Hitachi Vantara, the modern infrastructure, data management and digital solutions subsidiary of Hitachi Ltd. (TSE: 6501) has developed the dynamic data infrastructure for Ramanujan College (founded in 1958 and a constituent college of the University of Delhi) that runs an online learning management system to train 150,000 faculty members and research scholars at universities across India. The college’s new private cloud infrastructure also supports its ground-breaking R&D work and develops compelling cloud reference architectures for government, industry, and educational institutions.
Previously, much of the R&D work by Ramanujan College was hosted in the public cloud. However, running performance-intensive applications for 5G communications, blockchain and a learning management system for over 150,000 participants resulted in rising costs. This phenomenon is being witnessed in enterprises across industries where companies are deploying more cloud services resulting in ungoverned on-demand consumption, and unexpected operational costs eating up promised cost savings. In fact, IDC predicts that in India, by 2024, 30% of organizations using cloud services will establish a dedicated FinOps function to automate policy-driven observability and optimization of cloud resources to maximize value.
Vipin Rathi, Assistant Professor at Ramanujan College, Chair of the Hyperledger Telecom SIG and Director of the Open Infrastructure Foundation, explains, “When you need to scale up to larger servers with multiple processors in the public cloud, the costs quickly become significant. The private cloud infrastructure opens huge potential for innovation. By partnering with Hitachi Vantara to build next-generation cloud platforms on open-source software, we can help India lead the world and take control of its own technological future.”
The solution includes a Hitachi Virtual Storage Platform (VSP) G350 array as the foundation for its private cloud, with three Hitachi Advanced Server DS7060 compute nodes to run the cloud software stack and test and production environments for various databases and applications.

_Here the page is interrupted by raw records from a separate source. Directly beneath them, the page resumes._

PR #24032, opened 2026-04-04
docs: byok docs

evgeniy-scherbina:
## Summary

Adds BYOK (Personal API Key) documentation for OpenCode.

## BYOK support

| Client       | Personal API Key | ChatGPT Subscription | Claude Subscription |
|--------------|------------------|----------------------|---------------------|
| Codex CLI    | ✅               | ✅                   | -                   |
| Claude Code  | ✅               | -                    | ✅                  |
| Mux     | ?              | ?                   | ?                 |
| OpenCode     | ✅               | ❌                   | ❌                  |
| Factory     | ✅               | ❌                   | ❌                  |
| Cline     | ✅  Only OpenAI API               | ❌                   | ❌                  |
| KiloCode     | ❌ (client-side bug)                | ❌                   | ❌                  |
| RooCode     | ✅  Only OpenAI API               | ❌                   | ❌                  |
| VSCode     | ❌              | ❌                   | ❌                  |
| JetBrains     | ❌              | ❌                   | ❌                  |
| Zed     | ❌              | ❌                   | ❌                  |
| Copilot CLI     | ?              | ?                   | ?                  |

<details>
<summary>Why OpenCode doesn't support subscriptions through AI Bridge</summary>

**ChatGPT subscription**: OpenCode's codex plugin [hardcodes the upstream URL](https://github.com/anomalyco/opencode/blob/3a0e00dd7f9192730f6d0eeee37ae0a5fb023927/packages/opencode/src/plugin/codex.ts#L458-L460) to `https://chatgpt.com/backend-api/codex/responses` inside a custom `fetch`, bypassing any configured `baseURL`.

**Claude subscription**: Anthropic [no longer supports](https://www.reddit.com/r/ClaudeAI/comments/1r9hqdk/claude_subscriptions_will_no_longer_be_usable_in/) using subscriptions in third-party clients.

</details>
 
## Notes

- Anthropic forbids Claude subscription in all 3rd-party clients
- OpenCode supports ChatGPT subscription, but there is no way to customize BaseURL
- Does it make sense to investigate Mux?
- Factory doesn't support ChatGPT subscription
- Cline supports ChatGPT subscription, but there is no way to customize BaseURL
- KiloCode supports CustomHeaders, but I wasn't able to make it work neither for centralized key nor for BYOK. Seems support for custom providers has bugs. I got different errors for different models, this one is common:
[...]

PR #24315, opened 2026-04-13
docs: add BYOK compatibility table

evgeniy-scherbina:
## Summary                                                                              
                                                                                                                                                      
Follows up on https://github.com/coder/coder/pull/24032

Adds a BYOK compatibility table to the AI Gateway client configuration page, showing which clients support personal API keys and provider subscriptions through AI Gateway.

We can simplify by merging related columns:
- Personal API Key (OpenAI) and Personal API Key (Anthropic) → Personal API Key
- ChatGPT Subscription and Claude Subscription → Subscription (Claude Pro/Max, ChatGPT Plus/Pro)

`NOTE`: This is displayed immediately after the existing Compatibility table.

<img width="864" height="474" alt="image" src="https://github.com/user-attachments/assets/644c5a7c-a9fe-454c-9112-3e3db268afc8" />


docs/ai-coder/ai-gateway/clients/index.md
```diff
@@ -94,6 +94,23 @@ The table below shows tested AI clients and their compatibility with AI Gateway.
 
 *Legend: ✅ supported, ⚙️ requires AI Gateway Proxy, ❌ not supported, - not applicable.*
 
+### BYOK Support
```
ssncferreira: Maybe extending the compatibility table would be cleaner, and we wouldn't need to maintain 2 tables. We can add a BYOK column with options ✅ / ❌ and on the Notes column we specify the type of key, e.g., "Personal API Key, Claude Subscription"... we then explain this deeper in each client section. Wdyt?

evgeniy-scherbina: As I understand it, you’re suggesting combining the four columns into one and marking it as “supported” if at least something is supported. I think it’s difficult to convey all the information using just a single column. I think we need at least two columns as I mentioned in the PR description.

After merging the two tables into one, it becomes harder to maintain the notes columns—it’s no longer clear whether the notes apply to Centralized, BYOK Personal API Key, or BYOK subscription, see screenshot.

Seems wide tables are not displayed very well on our website, see: https://coder.com/docs/@yevhenii%2fbyok-docs-v2/ai-coder/ai-gateway/clients#compatibility

image

ssncferreira: No, I'm suggesting just adding 1 more column BYOK. I think the table should just be a quick summary, and adding too much information (including 2 tables) would make it more difficult for users to read. Making it simple with just a single BYOK column and a brief note would be enough. If customers want to learn more about a specific client, they just go through the detailed setup at the client's page.

evgeniy-scherbina: Updated:

image

ssncferreira (approved):
LGTM 🚀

The DS7060 servers also offered a key technical advantage: each node can scale up to 16 Intel Xeon Platinum processors—ideal for supporting very demanding workloads such as large-scale applications.
One of the research areas of the college incudes software-defined networking to support the Indian government’s push to expand 5G internet access into rural areas. Experiments with the open-source Magma Core platform are already running on Ramanujan College’s private cloud and providing valuable data for the 5G rollout. By adopting the private cloud approach, Ramanujan College pioneered open cloud solutions for education, digital government and 5G. This infrastructure development also freed up $60,000 per year for the college to allocate for research and development by eliminating monthly public cloud costs.
Hemant Tiwari, Managing Director, India & SAARC, Hitachi Vantara, commented, “Education is crucial to India’s rapid development and we are delighted by the positive outcomes brought by our solutions. Now Ramanujan College has agile and flexible infrastructure to support its ground-breaking R&D work and develop compelling cloud reference architectures for government, industry, and educational institutions. Their new learning management system provides online courses for more than 150,000 faculty members and research scholars at universities across India.”